Exercise aim: Print each entry verbatim.

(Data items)
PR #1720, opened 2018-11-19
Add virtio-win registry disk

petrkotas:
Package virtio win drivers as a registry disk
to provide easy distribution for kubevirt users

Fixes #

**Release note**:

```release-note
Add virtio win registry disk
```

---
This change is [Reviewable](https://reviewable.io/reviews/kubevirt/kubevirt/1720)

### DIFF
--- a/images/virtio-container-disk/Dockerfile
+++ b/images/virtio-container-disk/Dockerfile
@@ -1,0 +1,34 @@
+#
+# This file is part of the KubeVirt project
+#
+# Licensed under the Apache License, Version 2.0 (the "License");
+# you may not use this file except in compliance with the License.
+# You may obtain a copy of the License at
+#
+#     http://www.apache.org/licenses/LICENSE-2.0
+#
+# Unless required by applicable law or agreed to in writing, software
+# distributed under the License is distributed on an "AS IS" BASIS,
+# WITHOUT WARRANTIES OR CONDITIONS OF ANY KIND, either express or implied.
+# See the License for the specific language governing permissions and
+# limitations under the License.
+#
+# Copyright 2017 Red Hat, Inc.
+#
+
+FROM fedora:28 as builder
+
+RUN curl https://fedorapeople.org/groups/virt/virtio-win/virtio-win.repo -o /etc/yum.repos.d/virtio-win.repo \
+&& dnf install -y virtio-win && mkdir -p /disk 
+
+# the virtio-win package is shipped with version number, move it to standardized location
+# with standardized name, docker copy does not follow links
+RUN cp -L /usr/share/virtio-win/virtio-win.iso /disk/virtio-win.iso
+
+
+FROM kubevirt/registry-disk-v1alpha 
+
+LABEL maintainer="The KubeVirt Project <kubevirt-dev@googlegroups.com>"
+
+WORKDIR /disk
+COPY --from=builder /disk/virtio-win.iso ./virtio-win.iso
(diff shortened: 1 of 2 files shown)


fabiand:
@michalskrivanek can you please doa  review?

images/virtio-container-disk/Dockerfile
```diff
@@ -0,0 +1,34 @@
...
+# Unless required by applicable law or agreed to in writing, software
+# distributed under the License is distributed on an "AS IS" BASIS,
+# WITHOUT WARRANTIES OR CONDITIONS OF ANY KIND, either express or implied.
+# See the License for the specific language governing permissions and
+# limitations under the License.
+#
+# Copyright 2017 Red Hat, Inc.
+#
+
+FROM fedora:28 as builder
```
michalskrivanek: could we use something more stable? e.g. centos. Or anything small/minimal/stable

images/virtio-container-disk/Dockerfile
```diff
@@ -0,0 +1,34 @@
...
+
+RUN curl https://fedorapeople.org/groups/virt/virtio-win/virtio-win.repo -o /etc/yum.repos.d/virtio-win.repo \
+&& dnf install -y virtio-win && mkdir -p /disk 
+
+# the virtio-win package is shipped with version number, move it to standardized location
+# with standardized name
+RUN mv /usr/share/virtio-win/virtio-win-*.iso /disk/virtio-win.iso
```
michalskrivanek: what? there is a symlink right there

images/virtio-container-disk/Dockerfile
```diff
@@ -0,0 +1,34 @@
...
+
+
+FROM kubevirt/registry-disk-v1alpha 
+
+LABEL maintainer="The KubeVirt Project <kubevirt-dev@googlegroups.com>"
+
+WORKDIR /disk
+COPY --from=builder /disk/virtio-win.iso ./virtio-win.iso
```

Answer section:
PR #1720, opened 2018-11-19
Add virtio-win registry disk

petrkotas:
Package virtio win drivers as a registry disk
to provide easy distribution for kubevirt users

Fixes #

**Release note**:

```release-note
Add virtio win registry disk
```

---
This change is [Reviewable](https://reviewable.io/reviews/kubevirt/kubevirt/1720)

### DIFF
--- a/images/virtio-container-disk/Dockerfile
+++ b/images/virtio-container-disk/Dockerfile
@@ -1,0 +1,34 @@
+#
+# This file is part of the KubeVirt project
+#
+# Licensed under the Apache License, Version 2.0 (the "License");
+# you may not use this file except in compliance with the License.
+# You may obtain a copy of the License at
+#
+#     http://www.apache.org/licenses/LICENSE-2.0
+#
+# Unless required by applicable law or agreed to in writing, software
+# distributed under the License is distributed on an "AS IS" BASIS,
+# WITHOUT WARRANTIES OR CONDITIONS OF ANY KIND, either express or implied.
+# See the License for the specific language governing permissions and
+# limitations under the License.
+#
+# Copyright 2017 Red Hat, Inc.
+#
+
+FROM fedora:28 as builder
+
+RUN curl https://fedorapeople.org/groups/virt/virtio-win/virtio-win.repo -o /etc/yum.repos.d/virtio-win.repo \
+&& dnf install -y virtio-win && mkdir -p /disk 
+
+# the virtio-win package is shipped with version number, move it to standardized location
+# with standardized name, docker copy does not follow links
+RUN cp -L /usr/share/virtio-win/virtio-win.iso /disk/virtio-win.iso
+
+
+FROM kubevirt/registry-disk-v1alpha 
+
+LABEL maintainer="The KubeVirt Project <kubevirt-dev@googlegroups.com>"
+
+WORKDIR /disk
+COPY --from=builder /disk/virtio-win.iso ./virtio-win.iso
(diff shortened: 1 of 2 files shown)


fabiand:
@michalskrivanek can you please doa  review?

images/virtio-container-disk/Dockerfile
```diff
@@ -0,0 +1,34 @@
...
+# Unless required by applicable law or agreed to in writing, software
+# distributed under the License is distributed on an "AS IS" BASIS,
+# WITHOUT WARRANTIES OR CONDITIONS OF ANY KIND, either express or implied.
+# See the License for the specific language governing permissions and
+# limitations under the License.
+#
+# Copyright 2017 Red Hat, Inc.
+#
+
+FROM fedora:28 as builder
```
michalskrivanek: could we use something more stable? e.g. centos. Or anything small/minimal/stable

images/virtio-container-disk/Dockerfile
```diff
@@ -0,0 +1,34 @@
...
+
+RUN curl https://fedorapeople.org/groups/virt/virtio-win/virtio-win.repo -o /etc/yum.repos.d/virtio-win.repo \
+&& dnf install -y virtio-win && mkdir -p /disk 
+
+# the virtio-win package is shipped with version number, move it to standardized location
+# with standardized name
+RUN mv /usr/share/virtio-win/virtio-win-*.iso /disk/virtio-win.iso
```
michalskrivanek: what? there is a symlink right there

images/virtio-container-disk/Dockerfile
```diff
@@ -0,0 +1,34 @@
...
+
+
+FROM kubevirt/registry-disk-v1alpha 
+
+LABEL maintainer="The KubeVirt Project <kubevirt-dev@googlegroups.com>"
+
+WORKDIR /disk
+COPY --from=builder /disk/virtio-win.iso ./virtio-win.iso
```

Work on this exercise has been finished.